In another study, recently published in the Journal of Neuro-Oncology, Dr. Bobholz and the MCW team demonstrated that radio-pathomic mapping could identify specific tumor characteristics that predict better responses to a targeted cancer treatment—bevacizumab—in patients with glioblastoma. They discovered that patients who had less dense tumors (identified through the mapping technique) showed better treatment outcomes and a significant reduction in tumor size. “We have found preliminary evidence to suggest that different subgroups of tumors exist depending on the appearance of the area just outside the known tumor volume that our maps are sensitive enough to distinguish. These subgroups could be used to help aid in assessing clinical prognosis and can help determine whether patients would be good candidates for receiving anti-angiogenic treatment,” said Dr. Bobholz.
Bobholz noted that the MCW Brain Bank has been critical to advancing research in the LaViolette lab, as it has a one-of-a-kind focus on tying pathological information at autopsy to non-invasive imaging, such as MRI.
“This dataset could not happen without extensive, excellent communication and collaboration between neuro-oncologists, pathologists, neurosurgeons, radiologists, radiation oncologists, and a range of research personnel from the undergraduate to faculty level. Our group has developed both the physical and human infrastructure to not only build the MCW Brain Bank as a resource but ensure that it is put to use to develop innovative, clinic-ready tools that can hopefully translate to real patient impact,” said Dr. Bobholz.
But this is just the beginning for the research team, as the LaViolette lab recently received a fundable score on a National Institutes of Health RO1 grant to support multi-site clinical validation of its radio-pathomic mapping technique in the surgical setting. The $4 million project, “Radiopathomic Modeling of Glioma Heterogeneity Throughout a Patient’s Disease Trajectory,” will be conducted in collaboration with the University of California San Francisco (UCSF), allowing both research teams to merge their models and create a hybrid model that accounts for various treatments.

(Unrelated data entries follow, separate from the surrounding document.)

PR #2009, opened 2020-09-11
Make ChainApi.getHeadersBetween() be inclusive on the 'from' parameter

### LINKED ISSUE #1996: Make ChainApi.getHeadersBetween() return inclusive 'from' and 'to'
Currently we _exclude_ the `from` parameter for `ChainApi.getHeadersBetween()` 

This makes it hard to use this method for cases of using the genesis block, as you can't specify a parent for the genesis block I'm running up against this in #1969 when attempting to sync filters for the genesis block. 

We should change the behavior of this method to _include_ the `from` _and_ `to` headers in range of block headers returned

https://github.com/bitcoin-s/bitcoin-s/blob/47fb9e0530d07105cdd1472246b5ef612a36a6ce/core/src/main/scala/org/bitcoins/core/api/chain/db/ChainApi.scala#L147-L150

Here is where i specifically need it: 

https://github.com/bitcoin-s/bitcoin-s/blob/47fb9e0530d07105cdd1472246b5ef612a36a6ce/chain/src/main/scala/org/bitcoins/chain/blockchain/sync/FilterSync.scala#L99

Christewart:
fixes #1996

### DIFF
--- a/chain/src/main/scala/org/bitcoins/chain/blockchain/ChainHandler.scala
+++ b/chain/src/main/scala/org/bitcoins/chain/blockchain/ChainHandler.scala
@@ -626,7 +626,7 @@ case class ChainHandler(
         currentF: Future[BlockHeaderDb],
         accum: Vector[BlockHeaderDb]): Future[Vector[BlockHeaderDb]] = {
       currentF.flatMap { current =>
-        if (current == from) {
+        if (current.hashBE == from.hashBE) {
           Future.successful(current +: accum)
         } else {
           val nextOptF = getHeader(current.previousBlockHashBE)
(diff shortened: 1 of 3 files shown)


chain/src/main/scala/org/bitcoins/chain/blockchain/ChainHandler.scala
```diff
@@ -626,7 +626,7 @@ case class ChainHandler(
         currentF: Future[BlockHeaderDb],
         accum: Vector[BlockHeaderDb]): Future[Vector[BlockHeaderDb]] = {
       currentF.flatMap { current =>
-        if (current.previousBlockHashBE == from.hashBE) {
+        if (current == from) {
```
benthecarman: Should still compare hashes, it'll be faster.

Should do `current.hashBE == from.hashBE`

benthecarman (approved):
ACK on CI passing. Maybe should run a IBD with this

PR #2027, opened 2020-09-17
Add test to use llyod's info

benthecarman:
Moved some helper functions from the execution tests so we can setup and execute in other files.


nkohen (approved):
ack

PR #2029, opened 2020-09-17
Add ImmatureCoinbase TxoState

benthecarman:


wallet-test/src/test/scala/org/bitcoins/wallet/ProcessBlockTest.scala
```diff
@@ -36,4 +42,42 @@ class ProcessBlockTest extends BitcoinSWalletTest {
...
+      _ = assert(startingUtxos.isEmpty)
+      addr <- wallet.getNewAddress()
+      hashes <- bitcoind.generateToAddress(101, addr)
+      blocks <- FutureUtil.sequentially(hashes)(bitcoind.getBlockRaw)
+      _ <- FutureUtil.sequentially(blocks)(wallet.processBlock)
+      utxos <- wallet.listUtxos()
+      balance <- wallet.getBalance()
+    } yield {
+      assert(utxos.size == 101)
+      assert(balance == Bitcoins(50 * 48) + Bitcoins(25 * 53))
```
Christewart: So i don't really understand what these magic numbers are here other than the `50`, but I don't think this unit test is correct. It seems the bitcoin-core wallet doesn't change the balance until the coinbase tx is actually valid to be spent

>//starting balance
> ./bitcoin-cli -regtest getbalance
> 6088.99982620

> //get a new address
>./bitcoin-cli -regtest getnewaddress
bcrt1qhlsyvrn76s282dp07mshryy4sqsflt9a3cchtz

>//send money to that address
> ./bitcoin-cli -regtest generatetoaddress 1 bcrt1qhlsyvrn76s282dp07mshryy4sqsflt9a3cchtz
[
  "62d1c6c2c2332aa0f718187aa5dba4c570fe2dfa0ca621542125c64c2ee2d35a"
]

>//balance hasn't changed!!
>./bitcoin-cli -regtest getbalance
6088.99982620

I think this should be our behavior too? I believe ours is different?

benthecarman: The `Bitcoins(50 * 48) + Bitcoins(25 * 53)` comes from, start at block height 101, then halving occurs at block 150, so we have 48 50 btc blocks, and then 53 25 btc blocks

Christewart:
Ok. Was that meant to address my comment then too about bitcoin core's wallet balance being different?

benthecarman:
> Ok. Was that meant to address my comment then too about bitcoin core's wallet balance being different?

No, I made the these tests trying to find it and figured may as well pr them in. Still would like to find the bug

benthecarman:
Changed to add a `TxoState` for Immature Coinbases. This should filter it out of our balance as well as help debug issues with coinbase txos.

core/src/main/scala/org/bitcoins/core/wallet/utxo/TxoState.scala
```diff
@@ -14,6 +14,8 @@ object TxoState extends StringFactory[TxoState] {
   /** Means that no funds have been sent to this utxo EVER */
   final case object DoesNotExist extends TxoState
 
+  final case object ImmatureCoinbase extends TxoState
```
Christewart, line 20: This seems like  a great idea! I would add a scaladoc to it refering to what it is exactly with a link to some external documentation too

Christewart (commented):
Unless i am missing this, we are still missing a unit test that explicitly checks we aren't adding the coinbase utxo balance to the wallet until it's confirmed?

Christewart (approved):

PR #2109, opened 2020-10-02
Have scala-steward ignore scalafmt updates

benthecarman:
Closes #2138 
Closes #2198 

This should stop scala-steward from creating PRs to update the scalafmt version


Christewart:
I would prefer to have us at least notified when an update is made, and then make the decision to incorporate it. If we ignore (any) dependency we won't get those updates and I have to go manually check, which is a PITA.

Issue #2086, opened 2020-09-30
AppConfig.getBaseConfig() does not seem to use application.conf correctly


Christewart:
Using the dlc oracle as a library, i've specified this `bitcoin-s` configuration in my applications `application.conf` file.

“UCSF has been developing their biopsy-based radio-pathomic maps in parallel to our autopsy-based maps for several years, and we’ve been fortunate enough to develop a collaborative relationship focused on trying a range of different algorithms, experimental designs, and data sets to improve each model to the best of its ability. In addition to symmetrically working to merge the biopsy and autopsy based models, they will implement the maps at surgery at their local site to validate the combined map in the first line clinical setting,” said Dr. Bobholz.